Il saggio di Luciano Gallino che conclude la raccolta dei suoi articoli comparsi su Repubblica è un testo inedito, scritto un mese prima della scomparsa del professore. Una sorta di testamento intellettuale dunque, il tentativo di ragionare con lucida e spietata semplicità su quello che a sinistra è rimasto un tabù per molti anni prima che la crisi greca mescolasse definitivamene le carte in tavola. L’idea cioè che si potesse uscire dalla moneta unica in nome di una posizione né nazionalista né populista ma anzi progressista, per essere più aderenti all’idea orginaria dei padri fondatori dell’Europa, non certo per rifiutarla. Una posizione che si porta implicitamente dietro l’affermazione del tradimento dello spirito originario della costruzione europea.
Gallino arriva addirittura a citare la fosca e purtroppo azzeccata previsione del giovane Keynes sulle conseguenze disastrose per l’intera Europa del trattato di pace vessatorio per i tedeschi che concluse la prima guerra mondiale.

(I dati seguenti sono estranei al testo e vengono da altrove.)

PR #934, opened 2023-08-07
set_data_io method and associated test

bendichter:
## Motivation

A potential replacement for https://github.com/NeurodataWithoutBorders/pynwb/pull/1752

## How to test the behavior?
```
```

## Checklist


rly:
I think this is fine. The only minor concern is that this will not raise an error or do anything if a user calls `set_data_io` on a non-scalar attribute. But that is rare and has no bad side effect. There is no straightforward way to detect at the container level whether a field is a dataset or an attribute. I think this is good then. Please add a changelog. Thanks!

bendichter:
@rly I just noticed there is a (now defuct) method on `Data` called `set_dataio` (no second underscore). Do you think it would be better to rename this to be consistent?

rly:
I kind of prefer `set_data_io` because the underscores separate words. `wrap_data_io` might be better, but either is fine.

rly (approved):

Issue #927, opened 2023-08-01
[Feature]: TermSet Restructure (Stage 1): add from root_container 


mavaylon1:
### What would you like to see added to HDMF?

This will be part 1 of restructuring TermSet to be more general by supporting validation for all "python attributes" of HDMF classes.

`add_ref_termset` will shift to take only a container object, in our case this will be a nwbfile but in HDMF this will be any container, and will find all children that have a TermSet (check for Data as instance) in order to bulk add to ExternalResources.

pseudo-code:
```
for containers in nwbfile.objects
... for attributes in containers
......<check>
```

Eventually this set up will be altered to not check for TermSet, but whether there is a `TermSetWrapper` class in place. This is defined in Part 2.

### What solution would you like?

Refer above

### Do you have any interest in helping implement the feature?

Yes.

### Code of Conduct

- [X] I agree to follow this project's [Code of Conduct](https://github.com/hdmf-dev/hdmf/blob/dev/.github/CODE_OF_CONDUCT.md)
- [X] Have you checked the [Contributing](https://github.com/hdmf-dev/hdmf/blob/dev/docs/CONTRIBUTING.rst) document?
- [X] Have you ensured this change was not already [requested](https://github.com/hdmf-dev/hdmf/issues)?

mavaylon1:
Note: Think about how termsets are used with compound data

PR #935, opened 2023-08-08
TermSet Update #1

mavaylon1:
## Motivation

This is the first stage in the TermSet updates. Update `add_ref_term_set` so that it takes in only a root container, in PyNWB it will be a NWBFile, and search for objects that have a `TermSet`. Currently, it is only data objects that can have termsets.

TODO Items:

- [x] Update add_ref_term_set
- [x] Updates test_resources.py
- [x] Update container.py to support `all_children` search
- [x] Update test_container.py to test `all_children`
- [x] Removed `add_ref_termset_ from the gallery for HERD to be updated once TermSet is more finalized with the wrapper.

Changes to Note:
I removed the validation step in `add_ref_termset` (and corresponding tests). This is due to the fact that when a user adds data to `HERD` the data is validated prior using the termset and so we do not need a double validation.

## How to test the behavior?
```
```
Run unit tests.
## Checklist


mavaylon1:
Fix #927

mavaylon1:
@oruebel Proof of concept is done but some questions are floating in my head.
1. I need to think about how this all works with compound data and TermSets
2. Looking at the plot_external_resources.py I have to set the parent but I wonder if that's not the most user friendly line to have there. I technically could just use the table as a root_container. Thoughts? (I do need to re-word that section)

Update:
1. We discussed and made a ticket #938 
2. I removed it per consulting with Ryan

src/hdmf/container.py
```diff
@@ -302,6 +303,37 @@ def get_ancestor(self, **kwargs):
...
+            else: # pragma: no cover
+                # warn that a child does not have an object_id, which is unusual
+                warn('%s "%s" does not have an object_id' % (type(n).__class__, n.name))
+            if hasattr(n, 'children'):
+                for c in n.children:
+                    stack.append(c)
+        return ret
+
+    @property
+    def all_objects(self):
```
rly, line 331:
```suggestion
    def all_objects(self):
        """Get a LabelledDict that indexed all child objects recursively by object ID."""
```

src/hdmf/container.py
```diff
@@ -302,6 +303,38 @@ def get_ancestor(self, **kwargs):
             p = p.parent
         return None
 
+    def all_children(self):
+        """
+        This method will search through all children within the object and their children.
```
rly:
```suggestion
        """Get a list of all child objects and their child objects recursively.
```

rly: In general, the first line of a method/function docstring should be a succinct description of what the method/function does / what it returns

rly (approved):

Issue #928, opened 2023-08-01
[Feature]: TermSet Restructure (Stage 2 & 3): Wrapper class and "write" compatibility 


mavaylon1:
### What would you like to see added to HDMF?
Stage 1: #927 
Stage 2:
This will introduce the `TermSetWrapper` class. The point of this class is act similarly to DataIO in which it can be wrapped around objects to provide a TermSet to HDF5 groups, datastets, and attributes. 

This wrapper needs to be integrated such that it does not disrupt existing mechanisms. For example, if I wrap a VectorData instance and I want to access the data, then usually I can do `instance.data`. However, if I simply wrap the instance then I would have to do `wrap.data.data`, breaking existing code and workflows. 

We also have to be aware of `docval`. We would most likely need to expose the `dtype` as a property

Stage 3:
With the wrapper class, adjustments may need to be made such that all containers for PyNWB pass this wrapper update along with adding the unwrapping functionality so that the wrapper does not interfere with write. I would expect that the main issues here are likely: 1) passing docval (which should be a simple fix in HDMF), and 2) passing the various validation and data processing that the PyNWB classes want to do, e.g., when we check in __init__ that data values are correct or aligned with other fields.

This may lead to adjustments to the BuildManager. The idea here is that the I/O backend does not need to know about TermSet's because this is only relevant for HERD files, which are written separately. So when creating builders for I/O we could simply "unwrap" the data so that nothing changes for the I/O backend.

Alternatively, the HDF5IO and ZarrIO backends would need to be updated to handle the case of wrapped datasets correctly.
```
@property
def dtype(self):
...return self.data.dtype
```
We may also need to make changes to docval, but this will come with experimenting. 

Much like `DataIO`, we will need to support all forms of getting and setting, such that nothing breaks and is wrapped only to provide a TermSet.

We would also remove TermSet from Data at this stage.

- [ ] Update docs for ExternalResources that points to pynwb for real world example

### What solution would you like?

Refer above

### Do you have any interest in helping implement the feature?

Yes.

### Code of Conduct

- [X] I agree to follow this project's [Code of Conduct](https://github.com/hdmf-dev/hdmf/blob/dev/.github/CODE_OF_CONDUCT.md)
- [X] Have you checked the [Contributing](https://github.com/hdmf-dev/hdmf/blob/dev/docs/CONTRIBUTING.rst) document?
- [X] Have you ensured this change was not already [requested](https://github.com/hdmf-dev/hdmf/issues)?

PR #950, opened 2023-08-29
TermSetWrapper and write support

mavaylon1:
## Motivation

This will introduce the `TermSetWrapper` class. The point of this class is act similarly to DataIO in which it can be wrapped around objects to provide a TermSet to HDF5 datasets, and attributes.

The wrapper will hold the termset for validation for any dataset or attribute. Some concerns:
1. This will require major changes in NWB so that docval still passes
2. We need to be aware of `write`. The termset wrapper is not supposed to be written and so needs to be unwrapped. 
3. A lot of things will break and edge cases will come up with development. Adjust accordingly.

TODO:

- [x] Remove prior termset integration from Data.
- [x] Update old tests that use TermSet: container.py, table.py
- [x] Add tests for TermSetWrapper append/extend
- [x] Add tests for TermSetWrapper attributes and data (this is in test_resources)
- [x] Update tests for resources.py with the TermSetWrapper and new helper functions
- [x] Add tests for roundtrip/write/write with HERD (Partially Done)
- [x] Add tests for write_dataset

Se quel giudizio valeva allora per la Germania perché non avrebbe dovuto valere nel 2013 per la Grecia prona di fronte ai dettami della Troika?
Solo chi ha seguito negli anni il professore sa che quella del riformismo radicale non è una scoperta tardiva ma è stata la cifra della sua attività di studioso. Il saggio di Gallino si presenta come un vero e proprio manuale giuridico per capire quali sono le leggi e gli articoli che possono consentire il recesso dall’euro. Questione che non basta il ritorno alla normalità dello spread a considerare definitivamente archiviata.